# Strange/Scary Dream



## smokey_joe (Oct 14, 2005)

I had the weirdest dream last night. 

I dreamt there was a hill behind my house, and a neighbor had a dog out there that had just had puppies. There was snow on the ground. The dog was chained outside, and was so close to my property that we thought maybe the dog was actaully in our yard. I was going to go talk to the neighbor about it, but a friend ended up dropping by so I postponed. 

Sadies kept running out the door to get to the dog. She ended up getting out three times, so we finally chained her up in the backyard. Everytime she got to the dog, nothing happened. They sniffed each other and seemed to be friendly, but I didn't trust her. I was talking with my friend in the house, and kept going outside to check on Sadies. 

Well, I went outside to check Sadies and my friend went with me. A very small bird landed on her shoulder, and it was very tame and friendly. (I really don't like birds). We decided that someone had either let their pet parakeet loose, or this one had got away. It was too cold for the bird out there, so we took it in the house. My friend ended up leaving, and I wrapped the bird in a towel and walked outside to check on Sadies. That's when I realized that her chain was long enough to reach the other dog.

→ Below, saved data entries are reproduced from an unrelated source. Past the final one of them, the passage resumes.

Issue #1382, opened 2015-03-06
Non confluent rules in kool-typed-static


dwightguth:
in kool-typed-static, if the rule at line 709 applies before the extendsAll cell has finished populating, you can get a stuck state even though the classes actually are compatible. I ran into this when I was modifying the order in which rules are applied, so it would be good if you could fix this ASAP to get me unblocked.

PR #1388, opened 2015-03-09
Fixing non confluence bug #1382

grosu:
@dwightguth Here is a naive fixing of the non-confluence bug.  Please see if it works, because I didn't have your test.  I also pushed a quick fixed MD typo in a README, please let it go through, too.


dwightguth:
I remember I tested this exact fix and it seemed to work, because the extendsAll rules are structural and therefore apply before any transition. I agree it seems like strategies are the most desirable solution for this problem. In any event, I will merge this now.

PR #1393, opened 2015-03-10
Extract graph functionality from ExecutorDebugger.

traiansf:
I need a way to keep graphs compact for the model checker.
In my view, this should be the default behavior for KRunGraph, but I decided to keep it as a separate class for now.

@dwightguth please review


dwightguth:
You've tested this with the debugger and things look okay at a glance? if so, go ahead and merge this.

traiansf:
@dwightguth I've fixed the debugger-related bug I had introduced and now the debugger seems to be working as well as it did before (See Issue #1418).  Do you want to re-review?

PR #1396, opened 2015-03-11
fix assertion error caused by incorrect rule with multiple cells of the ...

dwightguth:
...same label

@yilongli please review


yilongli:
lgtm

I ran halfway up the hill (still holding the bird) and that's when I seen it. The two dogs were up on their hind legs fighting. All I could see was Sadies' back, and it was covered in the other dog's blood.

I screamed for Joe and he came out the back door. He started running up the hill and I ran towards the house to put the bird inside. I was going to go back outside to help him break up the fight, but that's when I woke up.

I know how stupid it sounds in the light of day, but it was a horrible dream. I wonder what Freud would say about that?


----------



## MY MIKADO (Apr 7, 2006)

He would say that you are stuggling with a tough decision. The bird represents dreams in this case you feel trapped and oppessed hence the towel around the bird. The blood could mean that you have to sacrifice something for what you really want.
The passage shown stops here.